# Schinus (Brazilian pepper) seedling control



## Kate Butler (Jul 9, 2009)

Anybody have a relatively elegant solution for control of Brazilian pepper seedlings in a lawn? Neighbor won't remove tree and they are making for an 
un-neighborly relationship.


----------



## Bermie (Jul 9, 2009)

...mower set at -1"

What kind of lawn grass?


----------



## pdqdl (Jul 9, 2009)

I did some quick research. Here is a good article on the problem, and gives a number of good suggestions on different types of control. 

http://aquat1.ifas.ufl.edu/node/405

Apparently, this stuff re-germinates from almost any part of a root, so burning them out is one the suggestions for control. Since that is not probably an option in your area, you should consider using a lawn product for broadleaf weed control that contains triclopyr. There are a number of products that will do the job nicely.

Woodweasel has convinced me that I should recommend covering an area with black plastic sheeting: weight it down, leave it there for a week or more, and that should do in the offending plants that were covered. You will, of course, need to re-seed the area.

If seedlings are the only problem, you should consider carefully what kind of pre-emergent herbicide will reduce the threat of future sprouts once you have the seedling eliminated.

I'm not from that part of the world, so I would be speculating on what would work best.

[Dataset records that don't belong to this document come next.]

PR #1342, opened 2024-07-25
Update Semgrep intel module to use the /findings API endpoint

heryxpc:
### Summary
Semgrep is consolidating their API  for both SCA and SAST findings: https://semgrep.dev/api/v1/docs/#tag/Finding/operation/semgrep_app.core_exp.findings.handlers.issue.openapi_list_recent_issues deprecating the one we use https://semgrep.dev/api/v1/deployments/1111/ssc-vulns.

This replaces the call to the new API, updates the mapping based on the new info retrieved, adds some guard rails to prevent issues during data ingestion and tackles read time-outs to the new API.

### Related issues or links
None

### Before the change
Screenshot 2024-07-24 at 7 21 42 p m

### After the change
Screenshot 2024-07-24 at 7 22 35 p m

### Log trace
Screenshot 2024-07-24 at 7 25 19 p m

### Checklist

- [x ] Include console log trace showing what happened before and after your changes.

- [ ] Use the NodeSchema [data model](https://lyft.github.io/cartography/dev/writing-intel-modules.html#defining-a-node).

### DIFF
--- a/cartography/data/jobs/scoped_analysis/semgrep_sca_risk_analysis.json
+++ b/cartography/data/jobs/scoped_analysis/semgrep_sca_risk_analysis.json
@@ -13,47 +13,47 @@
         },
         {
             "__comment__": "not possible to identify if reachable && version specifier is the only flag of the vulnerability (likelihood = rare) && severity in [low, medium, high] -> Risk = Info",
-            "query": "MATCH (g:GitHubRepository{archived:false})<-[:FOUND_IN]-(s:SemgrepSCAFinding{reachability:'UNKNOWN_EXPOSURE', reachability_check:'VERSION_SPECIFIER', lastupdated:$UPDATE_TAG})<-[:RESOURCE]-(:SemgrepDeployment{id:$DEPLOYMENT_ID}) WHERE s.severity IN ['LOW', 'MEDIUM', 'HIGH'] SET s.reachability_risk = 'INFO' return COUNT(*) as TotalCompleted",
+            "query": "MATCH (g:GitHubRepository{archived:false})<-[:FOUND_IN]-(s:SemgrepSCAFinding{reachability:'UNREACHABLE', reachability_check:'NO REACHABILITY ANALYSIS', lastupdated:$UPDATE_TAG})<-[:RESOURCE]-(:SemgrepDeployment{id:$DEPLOYMENT_ID}) WHERE s.severity IN ['LOW', 'MEDIUM', 'HIGH'] SET s.reachability_risk = 'INFO' return COUNT(*) as TotalCompleted",
             "iterative": false
         },
         {
             "__comment__": "not possible to identify if reachable && version specifier is the only flag of the vulnerability (likelihood = rare) && severity = critical -> Risk = Low",
-            "query": "MATCH (g:GitHubRepository{archived:false})<-[:FOUND_IN]-(s:SemgrepSCAFinding{reachability:'UNKNOWN_EXPOSURE', reachability_check:'VERSION_SPECIFIER', lastupdated:$UPDATE_TAG})<-[:RESOURCE]-(:SemgrepDeployment{id:$DEPLOYMENT_ID}) WHERE s.severity = 'CRITICAL' SET s.reachability_risk = 'LOW' return COUNT(*) as TotalCompleted",
+            "query": "MATCH (g:GitHubRepository{archived:false})<-[:FOUND_IN]-(s:SemgrepSCAFinding{reachability:'UNREACHABLE', reachability_check:'NO REACHABILITY ANALYSIS', lastupdated:$UPDATE_TAG})<-[:RESOURCE]-(:SemgrepDeployment{id:$DEPLOYMENT_ID}) WHERE s.severity = 'CRITICAL' SET s.reachability_risk = 'LOW' return COUNT(*) as TotalCompleted",
             "iterative": false
         },
         {
-            "__comment__": "manual review required to confirm && version specifier is the only flag of the vulnerability (likelihood = possible) && severity in [low, medium] -> Risk = Low",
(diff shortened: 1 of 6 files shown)


cartography/data/jobs/scoped_analysis/semgrep_sca_risk_analysis.json
heryxpc, line 1: This is mentioned in a comment, but findings types are documented at https://semgrep.dev/docs/semgrep-supply-chain/overview#types-of-semgrep-supply-chain-findings

achantavy (approved):
If we haven't already, should show this off to Semgrep too. Maybe at some point they'll release an official Semgrep module (-:

cartography/intel/semgrep/findings.py
```diff
@@ -110,48 +143,64 @@ def transform_sca_vulns(raw_vulns: List[Dict[str, Any]]) -> Tuple[List[Dict[str,
...
+                usage_dict["findingId"] = hash(url.split("github.com/")[-1])
+                usage_dict["path"] = usage["location"]["path"]
+                usage_dict["startLine"] = usage["location"]["start_line"]
+                usage_dict["startCol"] = usage["location"]["start_col"]
+                usage_dict["endLine"] = usage["location"]["end_line"]
+                usage_dict["endCol"] = usage["location"]["end_col"]
+                usage_dict["url"] = url
+                usages.append(usage_dict)
+            vulns.append(sca_vuln)
+        except Exception as e:
```
achantavy, line 201: You're ok catching on anything and swallowing data errors? 

Something to consider: If the data ends up malformed the sync will continue

achantavy (approved):

cartography/intel/semgrep/findings.py
```diff
@@ -48,60 +50,91 @@ def get_deployment(semgrep_app_token: str) -> Dict[str, Any]:
...
 
+    logger.info(f"Retrieved {len(all_vulns)} Semgrep SCA vulns in {page} pages.")
     return all_vulns
 
 
+def _get_vuln_class(vuln: Dict) -> str:
+    vulnerability_classes = vuln["rule"].get("vulnerability_classes", [])
+    if vulnerability_classes:
+        return vulnerability_classes[0]
+    return "Other"
```
kledo-lyft, line 107: any particular reason / concern with only getting the first vuln class out of potentially many?

cartography/intel/semgrep/findings.py
```diff
@@ -48,60 +50,91 @@ def get_deployment(semgrep_app_token: str) -> Dict[str, Any]:
...
+        else:
+            return "UNREACHABLE"
+    return None
+
+
+def _build_vuln_url(vuln: str) -> str | None:
+    if 'CVE' in vuln:
+        return f"https://nvd.nist.gov/vuln/detail/{vuln}"
+    if 'GHSA' in vuln:
+        return f"https://github.com/advisories/{vuln}"
```
kledo-lyft, line 134: nit: could key casing be a concern?

cartography/intel/semgrep/findings.py
```diff
@@ -110,48 +143,64 @@ def transform_sca_vulns(raw_vulns: List[Dict[str, Any]]) -> Tuple[List[Dict[str,
...
+                usage_dict["startLine"] = usage["location"]["start_line"]
+                usage_dict["startCol"] = usage["location"]["start_col"]
+                usage_dict["endLine"] = usage["location"]["end_line"]
+                usage_dict["endCol"] = usage["location"]["end_col"]
+                usage_dict["url"] = url
+                usages.append(usage_dict)
+            vulns.append(sca_vuln)
+        except KeyError as e:
+            logger.warning(f"Error transforming Semgrep SCA vuln {vuln}: {e}")
+            continue
```
kledo-lyft, line 203: are all the keys required? Why is it a warning log? 

like, if we look at the results in Cartography and it might not be obvious that something might have failed, so how can we get notified and debug?

heryxpc:
> If we haven't already, should show this off to Semgrep too. Maybe at some point they'll release an official Semgrep module (-:

I shared it with them when first released, but there haven't been much engagement.
There aren't many integrations with the Semgrep API that I found at Github, so maybe we can promote Cartography + NeoDash as a good tool to surface and report their findings.

cartography/intel/semgrep/findings.py
heryxpc: I'm only getting the first to build a summary of the finding using the package + class.
In the past they retrieved this summary in the API, but the attribute is gone in the new version.
I tried to match what Semgrep UI displays as title for a particular finding, like:
> gevent: Improper Privilege Management

cartography/intel/semgrep/findings.py
heryxpc: We are upper casing the value we pass to this function:
```
        if vuln.get("vulnerability_identifier"):
              vuln_id = vuln["vulnerability_identifier"].upper()
              sca_vuln["cveId"] = vuln_id
              sca_vuln["ref_urls"] = [_build_vuln_url(vuln_id)]
```
If we use this function more generic, we could consider upper casing the input here.

cartography/intel/semgrep/findings.py
heryxpc: I know, I don't feel great about it but it mitigates the problem where there are data issues coming from the API and it doesn't block the full ingestion for such problems.

What would you suggest to tackle the problem when the API is missing information we have as mandatory to ingest (like reachability, repository or severity)?

kledo-lyft: what about using `error` log instead? So the ingestion doesn't get blocked and we can still get notified?

if there are data that are optional, the decision about what to do them might need to be a little more intentional
e.g. if missing reachability, just default to `unknown` may be?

Bermie: according to the article, even small chunks of root will re-grow, so mowing at -1" would probably cause them to proliferate! It would be fun to watch though. I wonder if that would look like one of those fancy concrete finishing machines zooming around the lawn?


----------



## Bermie (Jul 10, 2009)

Hi pdql, I figured you would chime in!! Great info as always

Unfortunately we get pepper here too, it's public enemy number 1 for invasives. (hence the Tordon discussion we had earlier) The mower comment was a feeble attempt at a joke...pepper is such tenacious stuff, if you mow it at a regular setting you'll just end up with a lawn of seedlings...I'd just like to see the stuff spewing out of the chute!

I wonder if Atrazine would work...if the lawn is St. Augustine...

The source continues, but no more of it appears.